Collected data
+===+

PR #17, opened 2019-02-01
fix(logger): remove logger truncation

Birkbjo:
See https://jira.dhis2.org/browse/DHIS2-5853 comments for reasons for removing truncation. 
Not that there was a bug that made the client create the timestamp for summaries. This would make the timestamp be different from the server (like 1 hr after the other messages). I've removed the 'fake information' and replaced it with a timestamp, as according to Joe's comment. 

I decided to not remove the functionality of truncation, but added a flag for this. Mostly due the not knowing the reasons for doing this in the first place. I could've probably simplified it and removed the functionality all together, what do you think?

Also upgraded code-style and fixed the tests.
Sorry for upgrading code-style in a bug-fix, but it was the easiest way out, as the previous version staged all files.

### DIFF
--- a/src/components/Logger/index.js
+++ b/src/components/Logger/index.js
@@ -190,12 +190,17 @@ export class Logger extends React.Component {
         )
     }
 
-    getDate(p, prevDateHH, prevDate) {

+===+

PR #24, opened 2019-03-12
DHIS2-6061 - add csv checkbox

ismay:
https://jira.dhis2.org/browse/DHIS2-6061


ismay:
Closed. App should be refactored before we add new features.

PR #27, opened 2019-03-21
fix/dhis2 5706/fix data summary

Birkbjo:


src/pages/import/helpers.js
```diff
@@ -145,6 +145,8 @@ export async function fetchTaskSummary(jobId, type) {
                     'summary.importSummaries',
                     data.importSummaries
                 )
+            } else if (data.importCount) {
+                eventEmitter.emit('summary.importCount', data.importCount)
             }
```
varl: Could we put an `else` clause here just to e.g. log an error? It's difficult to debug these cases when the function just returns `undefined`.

+===+

§ Task directions
Your task is to restate, word for word, only those lines above that fall between the line holding "fix(logger): remove logger truncation" and the line holding "getDate(p, prevDateHH, prevDate)", inclusive.

§ Exercise output
fix(logger): remove logger truncation

Birkbjo:
See https://jira.dhis2.org/browse/DHIS2-5853 comments for reasons for removing truncation. 
Not that there was a bug that made the client create the timestamp for summaries. This would make the timestamp be different from the server (like 1 hr after the other messages). I've removed the 'fake information' and replaced it with a timestamp, as according to Joe's comment. 

I decided to not remove the functionality of truncation, but added a flag for this. Mostly due the not knowing the reasons for doing this in the first place. I could've probably simplified it and removed the functionality all together, what do you think?

Also upgraded code-style and fixed the tests.
Sorry for upgrading code-style in a bug-fix, but it was the easiest way out, as the previous version staged all files.

### DIFF
--- a/src/components/Logger/index.js
+++ b/src/components/Logger/index.js
@@ -190,12 +190,17 @@ export class Logger extends React.Component {
         )
     }
 
-    getDate(p, prevDateHH, prevDate) {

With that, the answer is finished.